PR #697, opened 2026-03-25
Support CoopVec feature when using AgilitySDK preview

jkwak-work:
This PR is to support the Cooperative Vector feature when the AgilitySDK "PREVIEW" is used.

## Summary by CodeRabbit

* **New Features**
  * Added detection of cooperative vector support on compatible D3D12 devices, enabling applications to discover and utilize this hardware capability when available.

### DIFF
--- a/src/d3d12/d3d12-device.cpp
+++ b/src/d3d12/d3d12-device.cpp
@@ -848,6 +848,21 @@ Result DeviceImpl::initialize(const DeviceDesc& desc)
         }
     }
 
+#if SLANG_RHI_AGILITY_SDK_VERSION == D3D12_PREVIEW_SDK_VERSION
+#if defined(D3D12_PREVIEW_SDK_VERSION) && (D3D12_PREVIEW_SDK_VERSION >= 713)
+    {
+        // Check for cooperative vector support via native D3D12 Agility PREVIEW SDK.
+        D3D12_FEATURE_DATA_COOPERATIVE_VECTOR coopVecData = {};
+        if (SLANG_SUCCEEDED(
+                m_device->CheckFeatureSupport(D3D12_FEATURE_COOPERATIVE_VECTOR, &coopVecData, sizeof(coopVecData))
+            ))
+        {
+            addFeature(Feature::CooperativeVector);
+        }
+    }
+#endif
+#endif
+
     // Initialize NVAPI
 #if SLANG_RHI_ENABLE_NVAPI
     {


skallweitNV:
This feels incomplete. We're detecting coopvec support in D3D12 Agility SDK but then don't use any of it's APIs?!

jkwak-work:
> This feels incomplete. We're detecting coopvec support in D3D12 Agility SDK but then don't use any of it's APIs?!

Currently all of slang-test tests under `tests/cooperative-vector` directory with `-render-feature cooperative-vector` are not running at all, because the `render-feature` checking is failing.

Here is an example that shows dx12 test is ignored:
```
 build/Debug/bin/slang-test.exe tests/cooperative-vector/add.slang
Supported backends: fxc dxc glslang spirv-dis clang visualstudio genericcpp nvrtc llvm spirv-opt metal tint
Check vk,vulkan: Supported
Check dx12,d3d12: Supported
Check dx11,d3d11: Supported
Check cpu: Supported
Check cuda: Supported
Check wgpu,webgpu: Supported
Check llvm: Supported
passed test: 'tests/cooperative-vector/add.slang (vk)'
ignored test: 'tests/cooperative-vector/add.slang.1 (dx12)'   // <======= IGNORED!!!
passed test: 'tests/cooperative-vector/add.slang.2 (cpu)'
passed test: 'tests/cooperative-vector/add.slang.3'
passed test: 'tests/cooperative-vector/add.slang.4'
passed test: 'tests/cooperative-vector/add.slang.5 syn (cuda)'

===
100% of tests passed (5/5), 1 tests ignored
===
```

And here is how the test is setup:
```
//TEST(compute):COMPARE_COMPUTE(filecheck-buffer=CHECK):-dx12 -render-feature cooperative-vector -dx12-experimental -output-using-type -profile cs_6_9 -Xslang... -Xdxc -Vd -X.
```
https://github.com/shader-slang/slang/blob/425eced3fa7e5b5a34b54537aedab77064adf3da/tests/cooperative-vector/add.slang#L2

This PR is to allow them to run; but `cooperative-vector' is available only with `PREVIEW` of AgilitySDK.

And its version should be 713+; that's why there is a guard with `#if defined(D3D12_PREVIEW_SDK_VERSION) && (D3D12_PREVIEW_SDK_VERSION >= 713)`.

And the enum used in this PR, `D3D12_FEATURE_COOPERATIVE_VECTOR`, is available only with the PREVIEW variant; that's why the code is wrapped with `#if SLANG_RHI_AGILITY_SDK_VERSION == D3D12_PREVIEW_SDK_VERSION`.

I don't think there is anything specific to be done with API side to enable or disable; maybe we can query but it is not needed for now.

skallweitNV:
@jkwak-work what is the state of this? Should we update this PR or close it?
┄┄┄┄┄┄┄┄┄┄
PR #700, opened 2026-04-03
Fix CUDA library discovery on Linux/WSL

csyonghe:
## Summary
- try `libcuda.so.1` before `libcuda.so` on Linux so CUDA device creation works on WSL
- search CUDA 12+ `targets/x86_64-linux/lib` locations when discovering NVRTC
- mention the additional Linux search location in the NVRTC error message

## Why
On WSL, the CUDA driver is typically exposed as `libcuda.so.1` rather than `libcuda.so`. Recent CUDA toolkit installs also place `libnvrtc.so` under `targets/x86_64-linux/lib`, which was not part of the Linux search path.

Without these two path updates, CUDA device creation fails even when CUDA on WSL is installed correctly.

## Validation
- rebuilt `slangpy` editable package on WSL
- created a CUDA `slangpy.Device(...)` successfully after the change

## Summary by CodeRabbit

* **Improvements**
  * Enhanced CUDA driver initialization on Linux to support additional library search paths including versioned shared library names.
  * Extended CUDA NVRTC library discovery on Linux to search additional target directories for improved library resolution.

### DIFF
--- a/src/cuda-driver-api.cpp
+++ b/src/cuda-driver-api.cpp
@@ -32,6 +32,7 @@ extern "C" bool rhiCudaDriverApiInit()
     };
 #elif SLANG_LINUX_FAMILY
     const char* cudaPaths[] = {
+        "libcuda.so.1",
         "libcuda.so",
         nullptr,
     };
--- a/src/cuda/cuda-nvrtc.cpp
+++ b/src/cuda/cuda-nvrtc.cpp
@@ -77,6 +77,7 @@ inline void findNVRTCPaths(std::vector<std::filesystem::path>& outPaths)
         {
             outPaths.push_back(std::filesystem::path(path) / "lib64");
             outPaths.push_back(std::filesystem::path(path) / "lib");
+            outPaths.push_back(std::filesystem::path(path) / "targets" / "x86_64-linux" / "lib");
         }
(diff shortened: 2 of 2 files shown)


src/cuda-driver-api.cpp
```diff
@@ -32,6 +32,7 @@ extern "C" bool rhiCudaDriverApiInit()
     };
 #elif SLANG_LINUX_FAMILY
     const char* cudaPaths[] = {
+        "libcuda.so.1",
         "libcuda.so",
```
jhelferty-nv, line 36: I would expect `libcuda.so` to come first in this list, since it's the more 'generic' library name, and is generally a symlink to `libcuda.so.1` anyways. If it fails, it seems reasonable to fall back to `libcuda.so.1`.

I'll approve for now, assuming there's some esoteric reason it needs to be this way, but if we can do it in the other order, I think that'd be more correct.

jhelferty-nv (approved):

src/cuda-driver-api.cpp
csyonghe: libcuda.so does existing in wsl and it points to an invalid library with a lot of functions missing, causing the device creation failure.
┄┄┄┄┄┄┄┄┄┄
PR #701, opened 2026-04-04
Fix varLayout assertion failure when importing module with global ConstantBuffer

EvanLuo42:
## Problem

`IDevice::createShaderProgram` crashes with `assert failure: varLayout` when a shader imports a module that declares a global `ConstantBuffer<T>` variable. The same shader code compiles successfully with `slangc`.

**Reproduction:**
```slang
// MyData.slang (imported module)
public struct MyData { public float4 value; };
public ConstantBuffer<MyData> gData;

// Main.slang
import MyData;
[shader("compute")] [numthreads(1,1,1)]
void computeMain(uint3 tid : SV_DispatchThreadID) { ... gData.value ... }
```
┄┄┄┄┄┄┄┄┄┄
» TASK GOAL: Return every line of the data above in which "shader" appears.

» PROBLEM SOLUTION:
https://github.com/shader-slang/slang/blob/425eced3fa7e5b5a34b54537aedab77064adf3da/tests/cooperative-vector/add.slang#L2
`IDevice::createShaderProgram` crashes with `assert failure: varLayout` when a shader imports a module that declares a global `ConstantBuffer<T>` variable. The same shader code compiles successfully with `slangc`.
[shader("compute")] [numthreads(1,1,1)]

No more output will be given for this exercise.